● Problem details: Scan the records below for the line with "PR #1729, opened 2026-08-24" and the line with "1. Check that docutils build succeeds". Repeat those two lines and every line between them exactly, and nothing else.

Extracted data Start Marker

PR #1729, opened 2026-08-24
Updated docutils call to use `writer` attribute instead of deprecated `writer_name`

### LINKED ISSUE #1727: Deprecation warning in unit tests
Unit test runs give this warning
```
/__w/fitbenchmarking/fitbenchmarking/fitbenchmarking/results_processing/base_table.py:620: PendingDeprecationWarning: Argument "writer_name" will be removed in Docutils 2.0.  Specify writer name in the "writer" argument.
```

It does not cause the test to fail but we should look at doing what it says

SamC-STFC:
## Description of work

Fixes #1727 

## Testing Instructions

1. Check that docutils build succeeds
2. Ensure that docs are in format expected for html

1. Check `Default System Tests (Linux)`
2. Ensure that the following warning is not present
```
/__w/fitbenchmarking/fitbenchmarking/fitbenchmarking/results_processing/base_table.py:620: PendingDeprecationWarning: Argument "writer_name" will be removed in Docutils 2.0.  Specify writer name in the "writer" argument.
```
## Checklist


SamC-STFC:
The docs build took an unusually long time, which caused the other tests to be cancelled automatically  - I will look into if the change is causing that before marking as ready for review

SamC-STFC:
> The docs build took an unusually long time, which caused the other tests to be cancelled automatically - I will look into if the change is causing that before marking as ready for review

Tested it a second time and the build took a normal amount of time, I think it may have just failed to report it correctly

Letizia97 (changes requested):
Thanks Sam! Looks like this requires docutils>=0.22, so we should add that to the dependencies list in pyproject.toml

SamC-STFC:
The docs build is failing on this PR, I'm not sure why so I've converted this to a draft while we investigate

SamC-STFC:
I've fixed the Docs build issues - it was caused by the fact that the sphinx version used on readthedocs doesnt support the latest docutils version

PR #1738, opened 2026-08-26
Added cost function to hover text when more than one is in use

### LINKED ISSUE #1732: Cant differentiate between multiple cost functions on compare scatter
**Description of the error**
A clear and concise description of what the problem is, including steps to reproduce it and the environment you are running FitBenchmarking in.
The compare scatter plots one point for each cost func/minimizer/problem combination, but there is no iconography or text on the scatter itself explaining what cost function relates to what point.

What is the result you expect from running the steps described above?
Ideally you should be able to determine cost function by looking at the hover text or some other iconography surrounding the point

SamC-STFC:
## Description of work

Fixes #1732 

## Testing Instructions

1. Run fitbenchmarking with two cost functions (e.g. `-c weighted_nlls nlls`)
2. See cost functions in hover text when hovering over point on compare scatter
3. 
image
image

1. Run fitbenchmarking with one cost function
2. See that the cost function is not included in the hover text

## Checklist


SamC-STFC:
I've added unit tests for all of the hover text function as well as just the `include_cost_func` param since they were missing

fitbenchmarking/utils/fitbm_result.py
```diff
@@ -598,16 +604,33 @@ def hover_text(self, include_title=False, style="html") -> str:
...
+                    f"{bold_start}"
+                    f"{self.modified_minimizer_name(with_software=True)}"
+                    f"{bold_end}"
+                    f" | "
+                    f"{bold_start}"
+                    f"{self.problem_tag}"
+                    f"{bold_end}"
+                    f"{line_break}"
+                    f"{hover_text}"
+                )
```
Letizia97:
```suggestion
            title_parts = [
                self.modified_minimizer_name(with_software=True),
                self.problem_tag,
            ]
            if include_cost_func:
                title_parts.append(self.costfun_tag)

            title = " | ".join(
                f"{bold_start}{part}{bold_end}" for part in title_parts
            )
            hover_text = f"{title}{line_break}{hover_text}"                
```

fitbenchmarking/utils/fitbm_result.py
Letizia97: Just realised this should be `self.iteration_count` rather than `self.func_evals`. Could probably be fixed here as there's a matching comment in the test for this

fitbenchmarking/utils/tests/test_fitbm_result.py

Extracted data End Marker
Extracted data Start Marker

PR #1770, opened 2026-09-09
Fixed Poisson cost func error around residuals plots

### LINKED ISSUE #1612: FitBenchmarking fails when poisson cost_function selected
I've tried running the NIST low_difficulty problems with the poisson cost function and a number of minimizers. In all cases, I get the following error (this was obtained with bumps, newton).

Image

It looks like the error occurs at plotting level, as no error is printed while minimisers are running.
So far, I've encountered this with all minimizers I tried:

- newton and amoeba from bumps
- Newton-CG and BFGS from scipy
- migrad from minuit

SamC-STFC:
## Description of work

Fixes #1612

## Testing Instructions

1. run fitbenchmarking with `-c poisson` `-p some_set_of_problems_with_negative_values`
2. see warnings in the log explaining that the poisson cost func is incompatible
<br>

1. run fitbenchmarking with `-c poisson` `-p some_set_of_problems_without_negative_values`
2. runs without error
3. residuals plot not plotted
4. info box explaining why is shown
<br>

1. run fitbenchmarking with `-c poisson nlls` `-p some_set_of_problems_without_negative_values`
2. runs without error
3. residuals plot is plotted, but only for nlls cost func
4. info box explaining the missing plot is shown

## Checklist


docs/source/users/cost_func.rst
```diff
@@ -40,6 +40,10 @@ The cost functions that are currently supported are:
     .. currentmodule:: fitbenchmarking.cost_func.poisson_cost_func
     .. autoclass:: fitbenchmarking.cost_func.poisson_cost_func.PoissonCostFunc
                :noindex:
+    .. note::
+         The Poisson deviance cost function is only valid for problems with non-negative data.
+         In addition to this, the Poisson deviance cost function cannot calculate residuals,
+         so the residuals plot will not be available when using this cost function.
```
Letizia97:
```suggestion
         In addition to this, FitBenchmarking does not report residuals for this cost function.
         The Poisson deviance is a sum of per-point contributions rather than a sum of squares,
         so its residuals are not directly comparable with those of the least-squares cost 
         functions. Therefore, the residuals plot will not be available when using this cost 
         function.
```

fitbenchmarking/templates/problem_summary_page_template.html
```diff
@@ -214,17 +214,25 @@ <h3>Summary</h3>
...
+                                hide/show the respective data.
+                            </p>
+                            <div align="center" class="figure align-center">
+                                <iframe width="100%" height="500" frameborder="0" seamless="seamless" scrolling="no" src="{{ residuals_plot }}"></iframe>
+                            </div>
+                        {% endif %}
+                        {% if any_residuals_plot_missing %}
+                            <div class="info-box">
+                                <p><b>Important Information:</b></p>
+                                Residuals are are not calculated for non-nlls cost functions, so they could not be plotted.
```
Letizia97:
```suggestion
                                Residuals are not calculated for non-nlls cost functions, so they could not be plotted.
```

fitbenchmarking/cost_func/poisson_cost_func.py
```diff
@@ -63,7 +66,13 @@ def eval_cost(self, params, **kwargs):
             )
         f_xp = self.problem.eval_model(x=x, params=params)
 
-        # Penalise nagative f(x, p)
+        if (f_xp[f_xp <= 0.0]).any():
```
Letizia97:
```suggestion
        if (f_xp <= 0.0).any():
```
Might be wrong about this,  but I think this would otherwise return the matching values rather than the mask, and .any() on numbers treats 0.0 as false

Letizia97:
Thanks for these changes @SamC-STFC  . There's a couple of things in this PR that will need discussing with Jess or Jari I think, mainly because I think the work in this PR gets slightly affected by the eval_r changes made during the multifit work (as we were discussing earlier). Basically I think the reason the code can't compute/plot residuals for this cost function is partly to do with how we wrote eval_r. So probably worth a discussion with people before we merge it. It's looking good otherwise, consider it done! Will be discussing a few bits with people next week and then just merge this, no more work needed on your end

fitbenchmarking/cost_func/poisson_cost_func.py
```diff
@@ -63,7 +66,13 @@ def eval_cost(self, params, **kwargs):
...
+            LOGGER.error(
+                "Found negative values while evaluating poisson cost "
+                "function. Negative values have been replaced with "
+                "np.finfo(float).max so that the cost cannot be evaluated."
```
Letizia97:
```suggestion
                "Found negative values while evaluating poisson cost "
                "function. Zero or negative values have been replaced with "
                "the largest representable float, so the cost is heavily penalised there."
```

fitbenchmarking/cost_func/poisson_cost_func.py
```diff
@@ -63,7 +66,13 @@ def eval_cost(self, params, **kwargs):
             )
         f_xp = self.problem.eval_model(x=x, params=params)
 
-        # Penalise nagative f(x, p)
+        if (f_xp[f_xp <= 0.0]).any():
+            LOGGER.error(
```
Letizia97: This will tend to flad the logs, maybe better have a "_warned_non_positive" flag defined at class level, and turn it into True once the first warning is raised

Extracted data End Marker
Extracted data Start Marker

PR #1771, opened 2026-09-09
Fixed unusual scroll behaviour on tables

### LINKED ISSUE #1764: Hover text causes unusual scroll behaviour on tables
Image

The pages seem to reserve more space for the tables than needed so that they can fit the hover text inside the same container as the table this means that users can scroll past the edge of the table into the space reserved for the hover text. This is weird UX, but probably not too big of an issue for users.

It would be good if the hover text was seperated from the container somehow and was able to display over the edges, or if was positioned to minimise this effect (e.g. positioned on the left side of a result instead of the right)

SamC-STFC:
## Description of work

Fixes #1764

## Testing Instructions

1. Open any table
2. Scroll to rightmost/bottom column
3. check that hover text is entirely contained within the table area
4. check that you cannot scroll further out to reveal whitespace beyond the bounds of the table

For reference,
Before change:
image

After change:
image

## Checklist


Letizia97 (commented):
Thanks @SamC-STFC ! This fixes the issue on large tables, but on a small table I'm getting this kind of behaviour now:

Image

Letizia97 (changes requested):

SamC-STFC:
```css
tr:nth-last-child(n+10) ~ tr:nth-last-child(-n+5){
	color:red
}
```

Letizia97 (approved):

Extracted data End Marker

● Completed task:
PR #1729, opened 2026-08-24
Updated docutils call to use `writer` attribute instead of deprecated `writer_name`

### LINKED ISSUE #1727: Deprecation warning in unit tests
Unit test runs give this warning
```
/__w/fitbenchmarking/fitbenchmarking/fitbenchmarking/results_processing/base_table.py:620: PendingDeprecationWarning: Argument "writer_name" will be removed in Docutils 2.0.  Specify writer name in the "writer" argument.
```

It does not cause the test to fail but we should look at doing what it says

SamC-STFC:
## Description of work

Fixes #1727 

## Testing Instructions

1. Check that docutils build succeeds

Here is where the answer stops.